Work task :: Say only the number of lines in the entries below that contain "response".

Source data:
++++++
PR #545, opened 2023-06-22
make returning text from websocket messages optional

urjitbhatia:
`websocket.on("message")` methods shouldn't be required to return a string value. This patch makes it optional to send a response.
The RFC does not mandate sending a text response when an application level data frame is received.


sansyrox (approved):
Thanks @urjitbhatia 😄 

LGTM 🔥

sansyrox:
@urjitbhatia , rustfmt is failing. Can you please address that?

sansyrox:
Perfect, now. Great work @urjitbhatia ✨

PR #546, opened 2023-06-23
Feat/handle unwraps safely

urjitbhatia:
**Description**

This PR fixes #

### DIFF
--- a/src/web_socket_connection.rs
+++ b/src/web_socket_connection.rs
@@ -1,4 +1,4 @@
-use crate::types::function_info::FunctionInfo;
+use std::collections::HashMap;
 
 use actix::prelude::*;
 use actix::{Actor, AsyncContext, StreamHandler};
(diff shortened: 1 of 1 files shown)


sansyrox:
Hey @urjitbhatia 👋 

I hope all's well. Just to confirm is this still supposed to be in draft ?😅

urjitbhatia:
Hello @sansyrox - I am still working on this in the background. I am currently focused on a different project at work but will soon come back to this.
The idea is to slowly replace the `unwraps` with safer code handling with detailed error logs etc.

Hopefully, I'll be sending an update soon! 😄

sansyrox:
Thanks for the update @urjitbhatia 😄 

No rush at all :D

sansyrox (commented):
Thanks for this, @urjitbhatia — swapping that `.unwrap()` chain for real error handling was the right instinct. Since 2023 the WebSocket layer has been refactored away from `src/web_socket_connection.rs` entirely, so this patch no longer applies, and the good news is the concern is already resolved on main: `src/executors/web_socket_executors.rs` now does a proper `match result.extract::<Option<String>>()` instead of unwrapping. Given that, I think we can safely close this one as addressed. Thanks for helping push the codebase toward safer error handling!

PR #564, opened 2023-07-21
feat: replace default jsonify with an orjson powered jsonify

### LINKED ISSUE #525: Jsonify from rust
Use the library called serde and `pythonize`

sansyrox:
Robyn exposes a function named `jsonify`, which used the default json library. This commit replaces it with the faster `orjson` library.

**Description**

This PR fixes #525


sansyrox:
Screen Shot 2023-07-22 at 17 12 49
Surprisingly orjson causes a regression

PR #1992, opened 2018-02-14
fix(queue): Only remove synthetic stages if there are replacements

ajordens:
Currently any non-started synthetic stage is removed from the graph
even if there are no `onFailure` stages to replace them.


ajordens:
@christopherthielen -- I think it's good to remove the expectation on particular stages existing in `deck` but this should avoid the issue in the short-term.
++++++
Output of the task :: 2